On any given day or night, hundreds of committed law enforcement officers leave their loved ones behind in order to protect and serve this community.
Their work is often overshadowed by the lack of credibility in the leadership of the V.I. Police Department. The unethical conduct of persons holding key positions critical to the administration of justice, threatens the constitutional freedom America promises.
Contrary to the suggestions coming from the head of the police department, crime should not be tolerated or overlooked simply because it's a Caribbeanwide problem. Instead, we must take all the necessary steps to bring the V.I. crime problem under control now.
It is no secret that many individuals arrested and charged with committing serious crimes in the Virgin Islands maneuver their way through our justice system and find their way back on the streets without penalty. Criminals are allowed to manipulate our broken judicial system to their benefit. Where else is justice administered based on friendship, family affiliation or business association?
There is no way that police officers can begin to tackle the crime problem without the proper resources. Without a crime lab, officers and detectives alike are restricted from bringing criminals to justice. The malfunctioning communication system must be fixed and those guilty of robbing millions of the taxpayers' dollars through telecommunication contracts of the past should be brought to justice. It is a handicap no honest police officer should have to endure. Morale and productivity can be improved by paying the police force and all government employees what is owed them.

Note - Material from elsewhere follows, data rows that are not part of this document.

PR #1224, opened 2017-05-16
Added Philio PSP05-D Motionsensor Outdoor

superjunky:
Tested.

I'm new to github, so bare with me if I make any mistakes. Advice me if needed.

### DIFF
--- a/config/manufacturer_specific.xml
+++ b/config/manufacturer_specific.xml
@@ -784,6 +784,7 @@
 		<Product type="0001" id="0012" name="PAN04-1 Double Relay Switch 2x1.5kW with Power Measurement" config="philio/pan04.xml"/>
 		<Product type="0001" id="0015" name="PAN08-1 In Wall Roller Shutter Controller" config="philio/pan08.xml"/>
 		<Product type="0002" id="0002" name="PSM02-1 Slim Multi-Sensor" config="philio/psm02.xml"/>
+		<Product type="0002" id="0050" name="PSP05-D PIR/Motion Outdoor" config="philio/psp05-d.xml"/>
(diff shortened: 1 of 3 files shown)


nechry:
please check my last commit
https://github.com/OpenZWave/open-zwave/commit/cc0c4ee09f96fc5219ae85c5768987c862a22561.
I think you reuse a other config file as master?

superjunky:
Yes, thanks @nechry .

I'm not sure how to link to a line, but I suggest to not remove line 49. For the same reason it was added to other Philio motion sensors. It helped me out configuring the device.

nechry:
ok but the default value is not 22, only recommended value?

nechry:
with default value no binary report?

superjunky:
Yes, the default value is 4

nechry:
yes the 00010110 (22) seem good configuration

superjunky:
The original setting of the device is 4 according to the documentation. But it made no sense in ozw..
I prefer 22 as default, but other Philio devices have it set at 4. It's up to you ;)

nechry:
ok good I restore the ozw recommended setting. 
I have also rename the config, this config are shared with 3 version B C and D.

nechry:
We must set the real default config value in xml file, is the internal value store in device. If the documentation said 4 we must wrote 4. but yes I use the comment to provide help for ozw usage

nechry:
I jeedom gateway we have recommended setting during the post inclusion process. and I set all recommended values for users

nechry:
If you set a wrong default value (not the one defined) your device will report this value as the current. but internal the real default value still set. with your config (default set to 22) users thing it's the real value and they will not change to get the device working and they will not understand.

superjunky:
Thanks for the advice. Will use it for future reference.

nechry:
you welcome, and happy to get a new contributor

PR #1225, opened 2017-05-17
Add New Notification Type to Get the Hex Values of a Completed Msg Transaction

jonathanhockman:
Adds a `NotificationRaw` that is Queued every time a msg transaction is completed regardless of whether or not `m_notifytransaction` is flagged. Added `m_raw` to notification to store the raw byte data from the completed message. Added `GetRawString()` to Notification to pull the string representation of the bytes. This was all written with python-openzwave in mind.

### DIFF
--- a/cpp/src/Driver.cpp
+++ b/cpp/src/Driver.cpp
@@ -2345,6 +2345,11 @@ void Driver::ProcessMsg
 				Log::Write( LogLevel_Detail, _data[3], "  Message transaction complete" );
 				Log::Write( LogLevel_Detail, "" );
 
+				Notification* notification2 = new Notification( Notification::Type_NotificationRaw );
+				notification2->SetHomeAndNodeIds( m_homeId, _data[3] );
+				notification2->SetRaw(_data);
+				QueueNotification( notification2 );
+				
 				if( m_notifytransactions )
 				{
 					Notification* notification = new Notification( Notification::Type_Notification );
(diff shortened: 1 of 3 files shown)


jonathanhockman:
For the life of me I could not figure out how to return the actual raw byte array and use it in Python properly which is why I resorted the the string. Every time I tried returning the raw byte array I would receive decode errors on the Python side, and would see that the received array was the incorrect length. If anyone has any suggestions that would be great.

jonathanhockman:
@Fishwaldo We figured out the vector to python issue to make it that much simpler to use.

To answer your question, though, the use case is that we are using this on a device that will be using mobile data and are trying to reduce our payload sizes going over the mobile network as much as possible. So, we have two options: we can take the abstracted data and use that to form a reduced payload size which requires extra processing or simply take the small byte array from the message and pass that along to our webservice. We would like to just simply take the raw information in many cases and let our webservice handle the real logic, but OZW is still very useful for many other things (not least of which is handling the actual msg construction coming in on the serial port). 

For our use it didn't make sense to reinvent all the other underlying functionality of OZW just to get the raw msg when OZW already does it.

Also worthy of noting is we are using this with python, so having all of the python bindings in the python-ozw module already in place is certainly an asset. To get our intended result without using OZW would require quite a bit of work that has already been accomplished.

I hope that answered your question. If not I will try to clarify our intentions further.

jonathanhockman:
@Fishwaldo We are going to add the ability to set an option to receive raw notification in the options.xml file, similar to NotifyTransactions option, so it's not always queued unless they have specified they want that.

Fishwaldo:
I really don't see this as useful to anybody but you though, so I'm pretty hesitant to take it in...

jonathanhockman:
That's fair. Figured we'd see see what happens. If it's not something you're comfortable with then we completely understand.

PR #1228, opened 2017-05-19
Fix compile warnings

mienkofax:
During the compilation in linux with the -pedantic fleg I came across the minor warnings that I have fixed.


Fishwaldo:
Thanks

PR #1229, opened 2017-05-24
Fix logging for byte values

### LINKED ISSUE #466: Invalid value ÿ in log message when setting value for COMMAND_CLASS_SWITCH_MULTILEVEL
```
I noticed when setting a value for a COMMAND_CLASS_SWITCH_MULTILEVEL that there 
appears in the log an invalid character.

This might also happen for other classes

Log output:
2015-02-27 10:39:57.053 Info, Node011, Value::Set - 
COMMAND_CLASS_SWITCH_MULTILEVEL - Level - 0 - 1 - ÿ

notice the ÿ in the message

With kind regards,
Rob
```

Original issue reported on code.google.com by `gizmo...@gmail.com` on 27 Feb 2015 at 9:48

armills:
Writing a byte to the string stream ends up converting it as a character. It's cast to an integer here since it's the numeric value we want to see.

Fixes #466

### DIFF
--- a/cpp/src/value_classes/ValueByte.cpp
+++ b/cpp/src/value_classes/ValueByte.cpp
@@ -81,7 +81,7 @@ string const ValueByte::GetAsString
 ) const
 {
 	stringstream ss;
-	ss << GetValue();
+	ss << (uint32)GetValue();
 	return ss.str();
 }
 


Fishwaldo:
Thanks

PR #1238, opened 2017-06-01
Add bitfield.cpp to vcxproj files

dotMorten:
Bitfield.cpp was missing from Windows build, causing linking to fail


Fishwaldo:
There is lots more still broken on the Dev Branch for Windows (Particularly 2013/2010) which I would eventually get to as well... :)

dotMorten:
As long as we can build and most things work :-)

dotMorten:
Is 2010 and 2013 really important to maintain still? Might be simpler to just unify under 2015 (which would support 2017 too)

Fishwaldo:
There were a few projects I know of still using 2013 earlier this year. Not sure about 2010.

Fishwaldo:
Ok. The Dev Branch builds for all versions again. I'll try to keep it working.

dotMorten:
> There were a few projects I know of still using 2013 earlier this year. Not sure about 2010.

I wonder if they were willing to move. It could reduce the amount of maintenance needed for you.

PR #1248, opened 2017-06-12
Support for Leviton ZWave-Plus Dimmers

bmenchaca:


bmenchaca:
Glad I could help - one note, though.  The Fade-On and Fade-Off time for the Leviton dimmers appears to ONLY apply if the dimmer is turned on/turned off at the switch.  If I turn it on over Z-Wave, it's still fading on/fading off.  Not a huge deal, but I am guessing there is an undocumented config value that controls it, or it's a bug in the FW.  Will research.

bmenchaca:
This looks like a "feature" of the implementation of the firmware.  I believe the XML is correct, and it will be up to Leviton to fix (if they view this as an issue at all).

PR #1299, opened 2017-08-12
Added Forest Shuttle L curtains

bsmeding:


nechry:
this is not a valid configuration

Ninety percent of our police force consists of decent, well-trained men and women who are ready to address the runaway crime problem. The honest officer's reputation however is tarnished by the less than 10 percent of rogue cops, allowed to terrorize the citizenry, while under the protection of the Internal Affairs Bureau.
We need to make a serious investment in our police department. We must appropriate money to hire the additional number of officers needed to effectively respond to the needs of this community. We must also begin to set aside funding to provide incentives to officers who have shown exemplary work.
There are any other number of ideas that can help improve the image and performance of the VIPD.
The department's public relations strategy is not the antidote to crime. Commitment and oversight from our political leaders is essential to the process. The Senate has the authority to investigate the unethical behavior of any government department including the VIPD. The time to restore the public's confidence in the VIPD is now. The hardworking, devoted officers and the V.I. community as a whole deserve nothing less.
Editor's note: Gonzalo Rivera is a community activist and youth counselor at the Youth Rehabilitation Center on St. Croix. He is also studying information technology.